<!--
 Copyright 2023–2025 Google LLC

 Licensed under the Apache License, Version 2.0 (the "License");
 you may not use this file except in compliance with the License.
 You may obtain a copy of the License at

    https://www.apache.org/licenses/LICENSE-2.0

 Unless required by applicable law or agreed to in writing, software
 distributed under the License is distributed on an "AS IS" BASIS,
 WITHOUT WARRANTIES OR CONDITIONS OF ANY KIND, either express or implied.
 See the License for the specific language governing permissions and
 limitations under the License.
-->

(run-pathways)=

# Via Pathways

This guide provides a comprehensive walkthrough for running MaxText workloads on a Google Kubernetes Engine (GKE) cluster using Pathways. Pathways acts as a powerful orchestrator for large-scale JAX jobs on AI Hypercomputer infrastructure.

This document assumes you have already created a Pathways GKE cluster using `xpk`. If you haven't, follow the instructions at the [Google Cloud Pathways & XPK documentation](https://cloud.google.com/ai-hypercomputer/docs/workloads/pathways-on-cloud/create-gke-cluster#xpk).

We will cover two primary modes of operation:

- **Batch workload**: Ideal for long-running, non-interactive training jobs.
- **Headless workload**: Ideal for interactive development, debugging, and running code from a local machine or CPU VM.

## 1. Prerequisites

Before you can run a MaxText workload, you must complete the following setup steps.

1. **Install XPK and its dependencies**. Ensure that the `xpk` command-line tool is installed.

2. **Create a GKE cluster** configured for Pathways.

3. **Build and upload a MaxText Docker image** to your project's Artifact Registry.

   Step 1: Build the Docker image for a TPU device. This image contains MaxText and its dependencies.

   ```shell
   bash dependencies/scripts/docker_build_dependency_image.sh DEVICE=tpu MODE=stable
   ```

   Step 2: Configure Docker to authenticate with Google Cloud

   ```shell
   gcloud auth configure-docker
   ```

   Step 3: Upload the image to your project's registry. Replace `$USER_runner` with your desired image name.

   ```shell
   bash dependencies/scripts/docker_upload_runner.sh CLOUD_IMAGE_NAME=$USER_runner
   ```

## 2. Environment configuration

The following commands use placeholder variables. Before running them, set these environment variables in your shell.

```bash
# -- Google Cloud Configuration --
export PROJECT="your-gcp-project-id"
export ZONE="your-gcp-zone"
export CLUSTER="your-gke-cluster-name"

# -- Workload Configuration --
export WORKLOAD_NAME="maxtext-job-$(date +%Y%m%d-%H%M%S)"
export TPU_TYPE="v5p-8" # Or your desired TPU type, e.g., v5e-4
export WORKLOAD_NODEPOOL_COUNT=1 # Number of TPU slices for your job

# -- MaxText & Storage Configuration --
export BUCKET_NAME="your-gcs-bucket-name"
export RUN_NAME="maxtext-run-1"
# The Docker image you pushed in the prerequisite step
export DOCKER_IMAGE="gcr.io/${PROJECT}/${USER}_runner"
```

## 3. Running a batch workload

A batch workload runs entirely within the GKE cluster. You submit the job definition, and Pathways manages its execution.

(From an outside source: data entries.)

PR #228, opened 2020-05-06
Enable {8,16}-bit storage extensions and features

jrprice:
Will need more work to enable the right Clspv options once https://github.com/google/clspv/pull/580 lands.

### DIFF
--- a/src/device.cpp
+++ b/src/device.cpp
@@ -125,11 +125,11 @@ void cvk_device::init_features(VkInstance instance) {
     m_features_float16_int8.sType =
         VK_STRUCTURE_TYPE_PHYSICAL_DEVICE_SHADER_FLOAT16_INT8_FEATURES_KHR;
     m_features_variable_pointer.sType =
-        VK_STRUCTURE_TYPE_PHYSICAL_DEVICE_VARIABLE_POINTERS_FEATURES;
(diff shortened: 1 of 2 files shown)


src/device.cpp
```diff
@@ -125,6 +126,10 @@ void cvk_device::init_features(VkInstance instance) {
         VK_STRUCTURE_TYPE_PHYSICAL_DEVICE_SHADER_FLOAT16_INT8_FEATURES_KHR;
     m_features_variable_pointer.sType =
         VK_STRUCTURE_TYPE_PHYSICAL_DEVICE_VARIABLE_POINTERS_FEATURES;
+    m_features_8bit_storage.sType =
+        VK_STRUCTURE_TYPE_PHYSICAL_DEVICE_8BIT_STORAGE_FEATURES;
```
alan-baker, line 130: Should this be VK_STRUCTURE_TYPE_PHYSICAL_DEVICE_8BIT_STORAGE_FEATURES_KHR (KHR suffix) for older implementations? Same for 16-bit.

jrprice: Yes, will fix.

jrprice: Done, also did the variable pointers one for consistency.

PR #236, opened 2020-05-13
Add memory barrier between host writes and kernels

jrprice:
Without this I am getting some CTS failures on some devices.


jrprice:
You're right. I've dug some more, and it wasn't the host->device consistency that was the core problem. I'll open a different PR with an annoying workaround for what does seem to be a driver bug.

PR #445, opened 2022-10-25
Fix cyclical refcount between command queues and executors

### LINKED ISSUE #433: Memory leak caused by clEnqueueWriteBuffer
I've been trying to run the OpenCL CTS on the project but hit an out of resources error and then lead me to believe there may be a memory leak.
I've tried to create a minimal example but I've struggled to get to very small. Code at the end.

I'm going to be investigating this but I thought I would report just in case the issue was obvious.

Here is the code I'm running. After the kernel is compiled it will quick start eating up your resources! When clEnqueueWriteBuffer is removed then the memory usage stays consistent.

```
// OpenCL test
//
#define CL_TARGET_OPENCL_VERSION 120
#include <CL/cl.h>

#include <array>
#include <iostream>
#include <optional>
#include <variant>

constexpr size_t platform_choice = 0;
constexpr size_t device_choice = 0;

auto get_cl_device() -> std::variant<cl_int, cl_device_id> {
	std::array<cl_platform_id, 16> platform_ids;
	cl_uint platform_count;
	cl_int error =
	    clGetPlatformIDs(static_cast<cl_uint>(platform_ids.size()),
			     platform_ids.data(), &platform_count);
	if (error != CL_SUCCESS) {
		std::puts("GetPlatformsFailed");
		return error;
	}

	if (platform_count == 0) {
		std::puts("no platforms found");
		return 0;
	}

	std::array<cl_device_id, 16> device_ids;
	cl_uint device_count;
	error =
	    clGetDeviceIDs(platform_ids[platform_choice], CL_DEVICE_TYPE_ALL,
			   static_cast<cl_uint>(device_ids.size()),
			   device_ids.data(), &device_count);
	if (error != CL_SUCCESS) {
		std::puts("get devices failed");
		return error;
	}

	if (device_count == 0) {
		std::puts("no devices found");
		return 0;
	}
	return device_ids[device_choice];
}

struct kernel_state {
	cl_program program;
	cl_kernel kernel;
};

const char *square_src =
    "__kernel void test(__global int* input_array, __global int* "
    "output_array) {"
    "    int i = get_global_id(0);"
    "    int value = input_array[i];"
    "    output_array[i] = value * value;"
    "}";

auto create_kernel_state(cl_device_id device, cl_context ctx)
    -> std::variant<kernel_state, cl_int> {
	cl_int error;
	auto program =
	    clCreateProgramWithSource(ctx, 1, &square_src, nullptr, &error);
	if (program == nullptr) return error;

	error = clBuildProgram(program, 1, &device, nullptr, nullptr, nullptr);
	if (error != CL_SUCCESS) return error;

	auto kernel = clCreateKernel(program, "test", &error);
	if (kernel == nullptr) return error;
	return kernel_state{program, kernel};
}
auto free_kernel_state(kernel_state state) {
	clReleaseKernel(state.kernel);
	clReleaseProgram(state.program);
}
auto free_queue(cl_command_queue queue) {
	clFlush(queue);
	clFinish(queue);
	clReleaseCommandQueue(queue);
}

constexpr std::size_t local_item_size = 64;

int main() {
	auto device = std::get<cl_device_id>(get_cl_device());
	// create buffer
	using arr_ty = std::int32_t;
	std::array<arr_ty, 1024> input_array;

	cl_int error;
	auto ctx =
	    clCreateContext(nullptr, 1, &device, nullptr, nullptr, &error);
	if (ctx == nullptr) return error;

	auto maybe_square_k_state = create_kernel_state(device, ctx);
	auto k_state = std::get<kernel_state>(maybe_square_k_state);

	auto input_buffer = clCreateBuffer(
	    ctx, CL_MEM_READ_ONLY, sizeof(input_array), nullptr, &error);
	if (input_buffer == nullptr) return error;

	for (int i = 0; true; ++i) {
		auto command_queue =
		    clCreateCommandQueue(ctx, device, 0, &error);
		if (command_queue == nullptr) return error;

		// Fill input buffer
		error = clEnqueueWriteBuffer(command_queue, input_buffer,
					     CL_TRUE, 0, sizeof(input_array),
					     &input_array, 0, nullptr, nullptr);
		if (error != CL_SUCCESS) return error;

		// release
		free_queue(command_queue);
		std::cout << i << '\r';
		std::cout.flush();
	}
	clReleaseMemObject(input_buffer);
	free_kernel_state(k_state);
	clReleaseContext(ctx);
}
```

### Submit the batch workload

Use the `xpk workload create-pathways` command to start the job.

```bash
xpk workload create-pathways \
  --workload=$WORKLOAD_NAME \
  --cluster=$CLUSTER \
  --num-slices=$WORKLOAD_NODEPOOL_COUNT \
  --tpu-type=$TPU_TYPE \
  --project=$PROJECT \
  --zone=$ZONE \
  --docker-image=${DOCKER_IMAGE} \
  --command="python3 -m maxtext.trainers.pre_train.train src/maxtext/configs/base.yml \
    base_output_directory=gs://${BUCKET_NAME} \
    per_device_batch_size=1 \
    enable_checkpointing=false \
    dataset_type=synthetic \
    enable_single_controller=True \
    run_name=${RUN_NAME}-pathways-batch"
```

### Verify the workload

You can check the status of your running workloads with the `xpk workload list` command.

```bash
xpk workload list --cluster=$CLUSTER --project=$PROJECT --zone=$ZONE
```

## 4. Running a headless (interactive) workload

A headless workload reserves TPUs on the cluster and sets up a controller, but the Python script itself runs on a separate machine, like a local laptop or a Compute Engine VM. This is useful for rapid development and debugging. The headless mode refers to launching the Pathways backend services, such as resource manager and IFRT proxy, without a predefined user-workload container.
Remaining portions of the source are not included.